It converts a profiling data file into `pprof.proto`, a format used by [pprof](https://github.com/google/pprof).

```sh
# Convert perf.data in the current directory to pprof.proto format.
$ ./pprof_proto_generator.py
# Show report in pdf format.
$ pprof -pdf pprof.profile

# Show report in html format. To show disassembly, add --tools option like:
#  --tools=objdump:<ndk_path>/toolchains/llvm/prebuilt/linux-x86_64/aarch64-linux-android/bin
# To show annotated source or disassembly, select `top` in the view menu, click a function and
# select `source` or `disassemble` in the view menu.
$ pprof -http=:8080 pprof.profile
```

### gecko_profile_generator.py

Converts `perf.data` to [Gecko Profile
Format](https://github.com/firefox-devtools/profiler/blob/main/docs-developer/gecko-profile-format.md),
a format readable by both the [Perfetto UI](https://ui.perfetto.dev/) and
[Firefox Profiler](https://profiler.firefox.com/).
[View the profile](view_the_profile.md) provides more information on both options.

Usage:

```
# Record a profile of your application
$ ./app_profiler.py -p simpleperf.example.cpp

# Convert and gzip.
$ ./gecko_profile_generator.py -i perf.data | gzip > gecko-profile.json.gz
```

Then open `gecko-profile.json.gz` in https://ui.perfetto.dev/ or
https://profiler.firefox.com/.

### report_sample.py

`report_sample.py` converts a profiling data file into the `perf script` text format output by
`linux-perf-tool`.

This format can be imported into:

- [Perfetto](https://ui.perfetto.dev)
- [FlameGraph](https://github.com/brendangregg/FlameGraph)
- [Flamescope](https://github.com/Netflix/flamescope)
- [Firefox
  Profiler](https://github.com/firefox-devtools/profiler/blob/main/docs-user/guide-perf-profiling.md),
  but prefer using `gecko_profile_generator.py`.
- [Speedscope](https://github.com/jlfwong/speedscope/wiki/Importing-from-perf-(linux))

```sh
# Record a profile to perf.data
$ ./app_profiler.py <args>

# Convert perf.data in the current directory to a format used by FlameGraph.
$ ./report_sample.py --symfs binary_cache >out.perf

$ git clone https://github.com/brendangregg/FlameGraph.git
$ FlameGraph/stackcollapse-perf.pl out.perf >out.folded
$ FlameGraph/flamegraph.pl out.folded >a.svg
```

### stackcollapse.py

`stackcollapse.py` converts a profiling data file (`perf.data`) to [Brendan
Gregg's "Folded Stacks"
format](https://queue.acm.org/detail.cfm?id=2927301#:~:text=The%20folded%20stack%2Dtrace%20format,trace%2C%20followed%20by%20a%20semicolon).

Folded Stacks are lines of semicolon-delimited stack frames, root to leaf,
followed by a count of events sampled in that stack, e.g.:

```
BusyThread;__start_thread;__pthread_start(void*);java.lang.Thread.run 17889729
```

All similar stacks are aggregated and sample timestamps are unused.

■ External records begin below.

PR #202, opened 2022-08-11
Fixed rawurlencode for userInfo in Uri

ezimuel:
When you specify a username and password using `Uri::withUserInfo()` these are not encoded for URL (see [here](https://github.com/elastic/elastic-transport-php/pull/7#issuecomment-1171086850)). For instance, if the username is `foo@` and the password is `bar` the userInfo results in `foo@:bar` that is not a valid URL encoded string.

Other PSR-7 implementations use `rawurlencode()` for encoding the characters in the URL (e.g. [Guzzle](https://github.com/guzzle/psr7/issues/252), [Laminas-diactoros](https://github.com/laminas/laminas-diactoros/blob/283204ee45bec928f86229deaf8ca54ec0bc8d33/src/Uri.php#L538-L549)).

### DIFF
--- a/src/Uri.php
+++ b/src/Uri.php
@@ -145,12 +145,12 @@ class Uri implements UriInterface
     public function withUserInfo($user, $password = null): self
     {
         if ($user !== \rawurlencode($user)) {
-            throw new \InvalidArgumentException("The user contains invalid URL characters. Please use rawurlencode()");
+            throw new \InvalidArgumentException('The user contains invalid URL characters. Please use rawurlencode()');
         }
         $info = $user;
         if (null !== $password && '' !== $password) {
             if ($password !== \rawurlencode($password)) {
-                throw new \InvalidArgumentException("The password contains invalid URL characters. Please use rawurlencode()");
+                throw new \InvalidArgumentException('The password contains invalid URL characters. Please use rawurlencode()');
             }
             $info .= ':' . $password;
         }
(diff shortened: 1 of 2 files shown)


ezimuel:
@Nyholm can you review this PR? Thanks.

Nyholm:
Merging this PR will break all existing usage of this feature. 
I just quickly checked PSR7 specification and it does not mention anything about URL encoding. 

I think it would be a better solution to throw an exception if you try to add UserInfo with characters not allowed.

ezimuel:
@Nyholm I see your point. I did the change throwing an `InvalidArgumentException` if the user or the password is not URL encoded.

Nyholm:
Thank you. 

Let's refer to [rfc3986](https://www.rfc-editor.org/rfc/rfc3986#page-18) to determine if what is valid or not. 
I think it is this. Please verify: 

```
user:
  REGEX: [a-zA-Z0-9-\._~%!\$&'\(\}\*\+,;=]+

password:
  REGEX: [a-zA-Z0-9-\._~%!\$&'\(\}\*\+,;=]+
```

We also need tests for this.

ezimuel:
@Nyholm  I checked [rfc3986](https://www.rfc-editor.org/rfc/rfc3986#page-18) and the correct regex is as follows:
```
^(?:[a-zA-Z0-9_\-\.~!\$&\'\(\)\*\+,;=:]|%[A-Fa-f0-9]{2})+$
```
We need to check for valid `% HEXDIG HEXDIG` that's why I used `%[A-Fa-f0-9]{2}`.
I provided also some cases for unit testing.

ezimuel:
@Nyholm I was thinking that we should throw two different exceptions for the user and for the password. Can we add specific Exception classes extending `\InvalidArgumentException`?

nicolas-grekas:
Closing in favor of #213

PR #203, opened 2022-10-10
Improve extensibility by removing `@final` and making Stream's constructor public

nicolas-grekas:
I'm working on a situation where I'd like to have control over the signature of the constructor of PSR-7 implementations.
I managed to use inheritance for all implementations but nyholm/psr7
That's why I'm proposing this change. It improves extensibility without hurting maintainability IMHO.


Nyholm (commented):
Im okey with adding a constructor. But Im hesitant to remove `@final`.

nicolas-grekas:
IMHO, the `@final` annotations are the one remaining thing that might prevent wider adoption of this lib. The reason is that there *are* legitimate use cases for extending the classes (eg mine ;))

I think we need to figure out *why* we're using these annotations. If the reason is because they make maintenance easier, then that's legit. But if the reason is to "annoy" people because we think they should not extend the classes, then I want us to reconsider this reasoning, because then the reason becomes arbitrary, as in "us, the authors, think we know better than you, and we restrict you from doing that, because we decided so."

So, does `@final` help maintenance in any way? I don't think so.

Folded Stacks format is readable by:

- The [FlameGraph](https://github.com/brendangregg/FlameGraph) toolkit
- [Inferno](https://github.com/jonhoo/inferno) (Rust port of FlameGraph)
- [Speedscope](https://speedscope.app/)

Example:

```sh
# Record a profile to perf.data
$ ./app_profiler.py <args>

# Convert to Folded Stacks format
$ ./stackcollapse.py --kernel --jit | gzip > profile.folded.gz

# Visualise with FlameGraph with Java Stacks and nanosecond times
$ git clone https://github.com/brendangregg/FlameGraph.git
$ gunzip -c profile.folded.gz \
    | FlameGraph/flamegraph.pl --color=java --countname=ns \
    > profile.svg
```

### report_etm.py

`report_etm.py` generates instruction trace from profiles recorded with the `cs-etm` event.

Example use:

```sh
# Record userspace-only trace of /bin/true.
$ ./app_profiler.py -r "-e cs-etm:u" -nb -cmd /bin/true
# Download binaries to use while decoding the trace.
$ ./binary_cache_builder.py --every
# Generate instruction trace.
$ ./report_etm.py
```

### report_fuchsia.py

`report_fuchsia.py` generates [Fuchsia Trace](https://fuchsia.dev/fuchsia-src/reference/tracing/trace-format)
from ETM trace with timestamps that can be viewed with [Perfetto](https://ui.perfetto.dev/) or on
[https://magic-trace.org/](https://magic-trace.org/). The trace shows how the stack changes as time
progresses. This is not always easy to do, and the script might fumble on traces where the stack is
changed in unusual ways.

It can be used like this:

```sh
# Record userspace-only trace of /bin/true with timestamps.
$ ./app_profiler.py -r "-e cs-etm:u --record-timestamp" -nb -cmd /bin/true
# Download binaries to use while decoding the trace.
$ ./binary_cache_builder.py --every
# Generate instruction trace.
$ ./report_fuchsia.py
```

Make sure that `--record-timestamp` is used when recording the trace on the device. Without
timestamps, `report_fuchsia.py` will generate an empty trace.

Note that it is assumed that 1 tick in the timestamps equals 1 nanosecond. This is always true for
cores that implement Armv8.6 or later, or Armv9.1 or later, but is not the case for other cores.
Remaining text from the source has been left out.